The rapid rise of autonomous vehicles (AV) is also presenting new opportunities for motor insurers in China to design new coverage strategies and liability frameworks. For example, since late 2024, Autonomous Driving Liability insurance has started to increase with the higher penetration of autopilot functions. This insurance product indemnifies for the loss caused by defects in the AV system and boosts the confidence level on AV, OEMs usually bundle this insurance product into their service package and the subscription of the AV functions. As more vehicles with self-driving capabilities hit public roads, new risks are emerging related to software safety and reliability as well as data and cyber security. At Swiss Re we are playing our part, supporting our clients by providing end-to-end solutions, including product design, pricing, and claim adjustment expertise.

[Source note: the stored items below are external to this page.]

PR #554, opened 2026-03-26
feat(downloads): rich progress, friendly names, cancel, and live status

chriscrosstalk:
## Summary

- **Rich progress data**: Downloads now report `downloadedBytes`/`totalBytes` via BullMQ progress objects, showing "2.3 GB / 5.1 GB" instead of the old "78% / 100%"
- **Friendly names**: Title metadata flows through from curated categories, Content Explorer library, Wikipedia selector, and map collections
- **Cancel button**: Users can cancel active or queued downloads. Uses Redis-based cross-process signaling to abort the HTTP stream in the worker, then cleans up partial files. Confirmation step prevents accidental cancels.
- **Live status indicator**: Green pulsing dot with smoothed transfer speed (e.g., "Downloading... 12.7 MB/s"), orange stall warning after 60s of no data, gray dot for queued items

Backward compatible -- in-flight jobs with integer-only progress fall back to percentage display.

## Files changed (10)

| File | Change |
|------|--------|
| `types/downloads.ts` | New `DownloadProgressData` type, extended job params and response |
| `jobs/run_download_job.ts` | Progress object, AbortController + Redis cancel signal check |
| `services/download_service.ts` | Parse progress object, `cancelJob()` with Redis signal + file cleanup |
| `controllers/downloads_controller.ts` | `cancelJob` action |
| `controllers/zim_controller.ts` | Pass metadata to `downloadRemote()` |
| `services/zim_service.ts` | Wire title/totalBytes through all dispatch paths |
| `services/map_service.ts` | Wire title through collection dispatch |
| `start/routes.ts` | `POST /api/downloads/jobs/:jobId/cancel` |
| `inertia/lib/api.ts` | `cancelDownloadJob()` client method |
| `inertia/components/ActiveDownloads.tsx` | Full UI redesign |

## Test plan

- [x] Start curated tier download -- friendly names, byte progress, green dot + speed all visible
- [x] Cancel a queued (not yet active) download -- removed immediately
- [x] Cancel an active download -- Redis signal aborts stream, partial file deleted
- [x] Backward compat: in-flight jobs from before upgrade show percentage fallback
- [ ] Start download from Content Explorer library -- title passes through
- [ ] Check Easy Setup wizard step 4 -- active downloads render correctly

Tested on NOMAD1 (192.168.200.199) running v1.30.3 with hot-patched container.

🤖 Generated with [Claude Code](https://claude.com/claude-code)

PR #599, opened 2026-03-30
fix: handle locked BullMQ jobs when dismissing failed downloads

### LINKED ISSUE #598: 500 error when dismissing failed download alerts
## Description

Clicking the X button to dismiss a failed download on the Remote Explorer page (`/settings/zim/remote-explorer`) returns a 500 Internal Server Error.

## Steps to Reproduce

1. Trigger a download that will fail (e.g., a large ZIM file that gets aborted due to timeout or DNS failure)
2. Wait for the download to show as "failed" in the UI with the X dismiss button
3. Click the X to remove the failed download alert
4. Observe: `An internal error occurred. Please try again or check the console for details. Request failed with status code 500`

## Root Cause

The issue is in `DownloadService.removeFailedJob()` (`admin/app/services/download_service.ts:54-63`). It calls `job.remove()` on BullMQ jobs that are still locked by the worker.

The chain of events:

1. A download fails (aborted, DNS timeout, etc.)
2. BullMQ's retry logic (`attempts: 3` with exponential backoff in `RunDownloadJob`) puts the job into `delayed` or `active` state for retry
3. The UI correctly shows it as "failed" because `job.failedReason` is set
4. However, BullMQ still considers the job active/locked because retries are pending
5. `job.remove()` throws: `Job could not be removed because it is locked by another worker`
6. The `removeJob` controller action (`downloads_controller.ts:19-21`) has no error handling, so the unhandled exception becomes a 500 response

## Suggested Fix

Before calling `job.remove()`, either:

1. **Discard retries first:**
```typescript
async removeFailedJob(jobId: string): Promise<void> {
  for (const queueName of [RunDownloadJob.queue, DownloadModelJob.queue]) {
    const queue = this.queueService.getQueue(queueName)
    const job = await queue.getJob(jobId)
    if (job) {
      try {
        await job.discard()  // Prevent further retries
      } catch {}
      try {
        await job.remove()
      } catch {
        // If still locked, force clean from the queue
        await queue.clean(0, 1, 'active')
      }
      return
    }
  }
}
```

Supporting China's Auto Export fast-lane
China's export business has increased rapidly worldwide surging by almost 500% since 2021. During the epidemic, global automobile markets have been volatile, however, China's auto exports have been a bright spot.

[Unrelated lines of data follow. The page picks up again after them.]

Issue #360, opened 2026-03-16
[Bug]: HTTPS Support lacking in Maps


davidgross:
### Issue Category

Installation/Setup

### Bug Description

setup an nginx reverse proxy in front of nomad, with https.
Some things work.
Maps does not.

### Steps to Reproduce

1) setup nomad
2) confirm maps working
3) setup an nginx reverse proxy with lets encrypt ssl.
4) view `/maps` pages, see that some endpoints are hard-coded to use `http`.

### Expected Behavior

Should allow for https urls in map app.

### Actual Behavior

Hard-coded `http` in map endpoints fails to load page, due to nginx hosted page using `https`.

### N.O.M.A.D. Version

1.29.1

### Operating System

Ubuntu 24.04

### Docker Version

Docker version 29.3.0, build 5927d80

### Do you have a dedicated GPU?

Yes

### System Specifications

VM on Truenas:
Hardware is:
CPU: AMD Ryzen 7 1700X Eight-Core Processor
RAM: VM has 6 of a total of 32GB
DISK: VM has 3 GB of 100 GB free

### Service Status (if relevant)

an issue in nomad_admin's code.

### Relevant Logs

```shell

```

### Browser Console Errors (if UI issue)

```javascript
Mixed Content: The page at 'https://nomad/maps' was loaded over HTTPS, but requested an insecure resource 'http://nomad/api/maps/styles'. This request has been blocked; the content must be served over HTTPS.
```

### Screenshots

it's just an empty page....

### Additional Context

my changes that made it work correctly for my setup: https://github.com/Crosstalk-Solutions/project-nomad/compare/main...davidgross:project-nomad:allow-maps-to-use-http-or-https

### Pre-submission Checklist

- [x] I have searched for existing issues that might be related to this bug
- [x] I am running the latest version of Project N.O.M.A.D. (or have noted my version above)
- [x] I have redacted any personal or sensitive information from logs and screenshots
- [x] This issue is NOT related to running N.O.M.A.D. on an unsupported/non-Debian-based OS

chriscrosstalk:
Fixed in PR #394. The map styles URL on the frontend and the tile/asset URLs generated by the backend were both hardcoded to `http://`, which breaks when running behind an HTTPS reverse proxy (mixed content).

The fix uses `window.location.protocol` on the frontend and `request.protocol()` on the backend so URLs match whatever protocol the user is accessing NOMAD through.

davidgross:
[...]

PR #600, opened 2026-03-30
add x-forwarded-proto support to handle https termination

davidgross:
This fixes the remaining issues with https://github.com/Crosstalk-Solutions/project-nomad/issues/360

China auto exports have now surpassed Japan to become the world's largest auto exporter, with 6.4 million exported cars in 2024 valued at USD 117 billion. In 2025, China auto export is expected to increase to 7 million cars, however, trade barriers could stall export momentum.

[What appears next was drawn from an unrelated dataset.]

PR #604, opened 2026-03-30
fix(queue): increase BullMQ lockDuration to prevent download stalls

### LINKED ISSUE #601: [Bug]: Download jobs stall due to default BullMQ lockDuration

Market data shows that the volume of auto exports has increased in many countries, especially passenger vehicles and to a lesser degree trucks and buses, in the United Arab Emirates, Saudi Arabia and Brazil to mention a few.
The growth in auto exports has many implications for motor insurers. In general, we are embracing the historical record level of auto exports. For example, several OEMs and traders require export related insurance products, such as Export Warranties Insurance (EWI), which provides exporters with confidence and the protection needed to engage in international trade and also helps promote car exports from China. Meanwhile, it would be essential to build an after-market ecosystem, including Third Party Administrators (TPA), repair networks and sales channels. The more mature the motor ecosystem can be, the faster overseas insurance will grow, and more insurance products will serve overseas customers.
China's motor insurance market is fast-moving and dynamic. Demand for insurance is rising with rapid growth in vehicle ownership and new regulations and the integration of technology in vehicles is transforming the insurance landscape. Moreover, the rise of EV presents unique risks and coverage needs at a time when consumers are demanding more personalized and flexible insurance products.
With our local presence and global motor expertise, we are partnering with insurers to manage risk, support product development and provide global expertise and knowledge to help enhance the resilience of the Chinese motor insurance market.